How do I obtain a general expression for the probability of $m$ where $x+y=m$ (where $m$ is a non-negative integer).
On
You have $P(X=x,Y=y),$ the joint distribution of $X$ and $Y.$ This gives the probability that $(X,Y)$ is any ordered pair. Now you need to get the probability that $X+Y = z$ for any $z.$ Start by computing this for some value of $z.$ How about $z=0.$ There's only one way for $X+Y=0,$ namely $(X,Y) = (0,0),$ so $$P(Z=0) = P(X=0,Y=0) = e^{-(\mu_1+\mu_2)}.$$ That one's too easy. We'll skip to $z=2$. For this we can either have $(X,Y) = (2,0)$ or $(1,1)$ or $(0,2)$ so $$ P(Z=2) = P(X=2,Y=0) + P(X=1,Y=1)+ P(X=0,Y=2) \\=e^{-(\mu_1+\mu_2)}(\frac{1}{2}\mu_1^2 + \mu_1\mu_2 + \frac{1}{2}\mu_2^2) =e^{-(\mu_1+\mu_2)}\frac{(\mu_1+\mu_2)^2}{2}.$$
Now do it for three. If you think about how the answer looks you should be able to guess the right answer.

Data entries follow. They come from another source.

PR #1830, opened 2020-10-26
Take line/column from issue span

rita-g-sonarsource:
Part of #1795


src/IssueViz.Security/HotspotsList/TableDataSource/HotspotsTableColumns.cs
```diff
@@ -29,8 +29,8 @@ internal static class HotspotsTableColumns
         public static IReadOnlyList<ColumnState> InitialStates { get; } = new[]
         {
             new ColumnState(StandardTableColumnDefinitions.ErrorCode, true, 50),
-            new ColumnState(StandardTableColumnDefinitions.DocumentName, true, 200),
             new ColumnState(StandardTableColumnDefinitions.Text, true, 450),
+            new ColumnState(StandardTableColumnDefinitions.DocumentName, true, 200),
```
rita-g-sonarsource, line 33: Minor: changed the order, so that the message/text would appear before the file name

src/IssueViz.Security.UnitTests/HotspotsList/HotspotTableEntryTests.cs
```diff
@@ -201,5 +222,25 @@ private static object GetValue(IAnalysisIssue issue, string column)
 
             return value;
         }
+
+        private IAnalysisIssueVisualization CreateIssueVizWithSpan()
```
rita-g-sonarsource, line 226: Copied from IssuesSnapshotTests_GetValue

duncanp-sonar: I assumed "Copied from X" meant the whole method was copied so I was a bit confused that that isn't the case - looks like it's part of the constructor.

I think's worth changing the method name to emphasise that the returned object is shared and the individual properties matter e.g. `CreateWellKnownIssueVizAndSpan` - it's more of a warning to future maintainers that changing anything in the function might impact multiple tests.

In general I try to avoid sharing a complex object over multiple tests where the tests check specific individual values; it breaks test isolation and makes tests harder to read. If I do have to shared objects between tests then I try to make sure the tests don't depend on its properties i.e. the test just needs a valid snapshot but doesn't care about the content.

duncanp-sonar (approved):

PR #1835, opened 2020-10-26
Hotspots table: support empty span

rita-g-sonarsource:
Part of #1795


rita-g-sonarsource:
As part of the store testing, I realized I didn't support the "empty span" use-case.

duncanp-sonar (approved):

In any event, generalizing the above example to an arbitrary $z,$ we can write $$ P(Z=z) = \sum_{n=0}^zP(X_1=z-n,X_2=n)\\= \sum_{n=0}^\infty e^{-(\mu_1+\mu_2)}\frac{\mu_1^{z-n}\mu_2^n}{(z-n)!n!}$$ so you just need to compute this sum. (Again you should be able to get some ideas from doing $z=2$ and $z=3$... also remembering things about the binomial formula will help.)
Define $M = X + Y$. I like to use upper case letters for random variables. Then:
$P(M=m)=P(X+Y=m)=\sum_xP(Y=m-x|X=x) P(X=x)$.
I hope the above helps give you a start with the problem.